Just got back from a short trip to upstate NY where I picked up a copy of a book called This Noble Harvest by Anne Ophelia Dowden (1979). It calls Datura stramonium "thorn apple" (I had forgotten about that one) and says the following:

"Belladonna, thorn apple, and henbane are such plants - all extremely poisonous, and all belonging to the same family as tomato, potato, and tobacco.

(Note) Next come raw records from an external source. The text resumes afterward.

PR #5257, opened 2025-10-10
Modernize our `vbuild` to use ESM import rather than inlining the JS

evnchn:
### Motivation

The mastermind is and always has been @xaptronic (see #4673), but things went stale and that PR becomes harder and harder to merge as time marches onwards. 

The potential advantages are at https://github.com/zauberzeug/nicegui/pull/4673#issue-3025392294 but you should read above the first `---` because the rest are about the refactoring of `vbuild` and no AI can beat @falkoschindler (look at #5255)

### Implementation

The logic is 3:

1. Cut the middleman `create_vue_component` between `self.script` and `parser.script` (check https://github.com/zauberzeug/nicegui/pull/4673#issuecomment-2852867163)
2. Use `js_imports` instead of `vue_scripts`
3. Serve `vue_components` from `_get_component`

### Progress

  - [x] The pytest should pass, obviously
  - [x] We _really_ need to have our own set of pytest to test whether our Vue integration works. We already winged it in #5255, and we don't want to double-wing it. 

### DIFF
--- a/tests/test_vbuild.py
+++ b/tests/test_vbuild.py
@@ -27,9 +27,7 @@ def test_template_only():
             <h1 data-TEST>Hello, World!</h1>
         </script>
     ''', css='''
-    ''', js='''
-        var TEST = Vue.component(\'TEST\', {template:"#tpl-TEST",});
-    ''')
+    ''', js='')
 
 
 def test_template_with_style():
@@ -48,9 +46,7 @@ def test_template_with_style():
         </script>
     ''', css='''
         h1 {color: red; }
-    ''', js='''
-        var TEST = Vue.component(\'TEST\', {template:"#tpl-TEST",});
-    ''')
+    ''', js='')
 
 
 def test_template_with_scoped_style():
@@ -69,9 +65,7 @@ def test_template_with_scoped_style():
         </script>
     ''', css='''
         *[data-TEST] h1 {color: red; }
-    ''', js='''
-        var TEST = Vue.component(\'TEST\', {template:"#tpl-TEST",});
-    ''')
+    ''', js='')
 
 
 def test_template_with_script():
@@ -94,13 +88,13 @@ def test_template_with_script():
         </script>
     ''', css='''
     ''', js='''
-        var TEST = Vue.component(\'TEST\', {template:"#tpl-TEST",
-                methods: {
-                    hello() {
-                        alert('Hello, World!');
-                    }
+        export default {
+            methods: {
+                hello() {
+                    alert('Hello, World!');
                 }
-            });
+            }
+        }
     ''')
 
 


evnchn:
@falkoschindler Strong argument for this PR: Everything outside of `{}` is ignored before this PR, so cannot import vue stuff. `import { ref } from 'vue'` won't work since it's not ESM but even `const { ref } = Vue` won't work.  

image

falkoschindler:
@evnchn Ok, but what's the status? I thought you were still working on pytesting our vbuild.

evnchn:
I didn't really have the time for that for now though...

evnchn:
GitHub Copilot splat out like 10 tests, then I boiled it down in https://github.com/zauberzeug/nicegui/pull/5257/commits/a7de3db0da04389470f0ebbca44e2d68567a239b 

(Oh I wish the output is as condensed straight off GitHub Copilot but no...)

Should be pretty good to avoid accidental regression. No idea the code coverage though.

falkoschindler:
The test looks pretty cryptic. I'd rather create tests like this:
```py
import tempfile
import textwrap
from pathlib import Path
from nicegui.vbuild import VBuild

TMP_FILE = Path(tempfile.mktemp())

def test_template_only():
    TMP_FILE.write_text(textwrap.dedent('''\
        <template>
            <div>
                <h1>Hello, World!</h1>
            </div>
        </template>
    '''), encoding='utf-8')
    build = VBuild(TMP_FILE)
    assert build.html == textwrap.dedent(f'''\
        <script type="text/x-template" id="tpl-{TMP_FILE.stem}"><div data-{TMP_FILE.stem}>
                <h1>Hello, World!</h1>
            </div></script>''')
    assert build.style == '\n'
    assert build.script == f'var {TMP_FILE.stem} = Vue.component(\'{TMP_FILE.stem}\', {{template:"#tpl-{TMP_FILE.stem}",}});'
```

Similarly we can test scenarios like
- component with JavaScript
- component with CSS
- component with scoped CSS
- raise if more than one template,
- ...

Possible improvements to the test setup:
- Add newlines in `VBuild` such that `build.html` results in a cleaner layout.
- Extract a helper function to take care of writing the temp file and dedenting multi-line strings.
- Use a temp file with a fixed stem like "TEST" to avoid the need for f-strings (`id="tpl-TEST"` instead of `id="tpl-{TMP_FILE.stem}"`).

Maybe this is something for a separate PR _before_ continuing with this PR?

evnchn:
My concern with explicit `==` is that the tests will tie down the exact output of our VBuild and when we want to change _anything_ the tests have to be changed. 

Especially when in the given context: There is no one correct output. Case in point: 

> Add newlines in VBuild such that build.html results in a cleaner layout. 

Nevertheless I agree with you still: The tests right now are cryptic, and we could do with more commenting in retrospect, but using `in` it captures the _behaviour_ of the VBuild which, hopefully, we don't have to change the tests often to keep in sync. 

Feel free to takeover by the way. I'm not really expert in pytest.

falkoschindler:
@evnchn See PR #5393. I chose to stick with strict `==` comparisons for simplicity. When we notice regressions for whatever reason in the future, we can decide whether to loosen or adjust the tests.

evnchn:
In light of #5393 I propose to get rid of https://github.com/zauberzeug/nicegui/commit/a7de3db0da04389470f0ebbca44e2d68567a239b via force-push, then when that is merged we merge main and see how the tests fair. 

Retrospect kinda not the best idea to add tests in the same PR which you are _changing_ something which was untested beforehand.

evnchn:
https://github.com/zauberzeug/nicegui/pull/5257/commits/c7cf14209aea05cac3641f8821440538914b6e24 demonstrates pretty clearly what the PR is about: the `js` becomes a ES module which can be imported.

PR #5258, opened 2025-10-10
Recreate `poetry.lock` after deletion

evnchn:
### Motivation

The dependencies in `poetry.lock` are OLD.

**Real motivation: #5242 pipeline's not happy, but this might just work, as we have #5254**

### Implementation

- Delete `poetry.lock`
- Run `poetry lock`

NOTE: Unlike #5242 I don't have to explicitly excluded `propcache` version 0.4.0 since we have 0.4.1 already. 

### Progress

- [x] The implementation is complete. (We'll look at the pipeline)

### DIFF
--- a/tests/test_storage.py
+++ b/tests/test_storage.py
@@ -342,7 +342,7 @@ def test_tab_storage_holds_non_serializable_objects(screen: Screen):
     screen.wait(0.5)
 
 
-def test_user_storage_is_pruned(screen: Screen):
+async def test_user_storage_is_pruned(screen: Screen):
     @ui.page('/')
     def page():
         ui.label(f'clients: {len(Client.instances)}')
@@ -367,7 +367,7 @@ def test_user_storage_is_pruned(screen: Screen):
 
     screen.close()
     Client.prune_instances(client_age_threshold=0)
-    asyncio.run(nicegui.prune_user_storage(force=True))
+    await nicegui.prune_user_storage(force=True)
     assert len(Client.instances) == 0
     assert len(app.storage._users) == 0
 
--- a/tests/test_upload.py
+++ b/tests/test_upload.py
@@ -1,4 +1,3 @@
-import asyncio
 from pathlib import Path
 
 import pytest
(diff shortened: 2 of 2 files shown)


evnchn:
https://github.com/evnchn/nicegui/actions/runs/18412996019

Pipeline's still red. 

This can be adopted together with #5249 but we're not solving the actual problem.

evnchn:
image

Can't be right. I think our pipeline dependencies are still kinda messed up. 

https://github.com/evnchn/nicegui/tree/refs/heads/clean-test-dependencies

evnchn:
No actually more clearly since we haven't arranged the dependency in #5261 it will always install asyncio-timeout 4.0.3 forcefully into a Poetry environment which expects 5.0.1 and everything's off the rails from there. 

So this PR is actually blocked by #5261

evnchn:
This PR is un-mergable without "gc.collect() before and after yield" and "No more asyncio.run", so we have no choice but to expand the scope of this PR to also include those 2 sets of changes.

evnchn:
Pipeline's green 👍 

https://github.com/evnchn/nicegui/actions/runs/18471917995

Recommended action: Review and merge which reduce difference between test environment and user's typical environment.

evnchn:
I ran that particular test 100 times in my local machine and can't reproduce it. (Using `pytest-repeat`)

falkoschindler:
Oh, I see! On my machine `test_storage_access_in_binding_function` is flaky on main, especially when running _all_ storage tests. So it doesn't have anything to do with this PR.

Regarding the garbage collection: Why exactly do we need it? I don't find any explanation in this PR.

evnchn:
> Regarding the garbage collection: Why exactly do we need it?

We need it because the nasty `ResourceWarning` is caused when the event loop becomes GC-ed, which occurs in the tests which uses `asyncio.run`, but then the error only shows when the test progresses into another test's element init, leading to ResourceWarning on a new object's `__init__`. 

In short: Avoid the leak of event loop to shift blame into another irrelevant test.

rodja (approved):

PR #5271, opened 2025-10-13
Make the style of `ui.separator` be different in different orientation

### LINKED ISSUE #5270: `ui.separator().props("vertical")` takes `width: 100%` instead of `1px` with new `nicegui.css`
### First Check

### Example Code

```python
from nicegui import ui

ui.separator().props("vertical")

ui.run()
```

### Description

Hi,

I noticed that my `ui.separator.props("vertical")` elements stretched to occupy all the horizontal space instead of just 1px after updating to NiceGUI 3.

Their leaves roots, and seeds contain the narcotic alkaloids atropine and hyoscyamine, which work on the central nervous system....In modern medicine, henbane is an ingredient in the drug that produces 'twilight sleep' in childbirth; and most wartime brain-washing involved hyoscyamine, plus scopalomine (from another plant of the same family*) and morphine or a barbiturate. The scientific name Hysocyamus means "hog-bean" because swine are supposed to eat it safely. It stupefies other animals, and its seeds, with those of thorn apple, were sometimes mixed with the fodder of horses and cows in the hope that placid animals would gain weight more quickly. Thorn apple boiled in hog's grease, was widely used for burns and inflammations, and Parkinson approves it as a drink for 'one that is to have a legge or an arme cut off.' It is often called jimsonweed in the United States because it was first introduced near Jamestown, Virginia. Though this plant came to us from Europe, a similar species is native to South America, where Incas used it as an anesthetic, and a Colombian tribe gave it to wives and slaves before burying them alive with dead warriors."

* the asterisk is mine - I don't know why she doesn't say scopalomine can come from datura, but it can.

Hope you all find this as interesting as I did!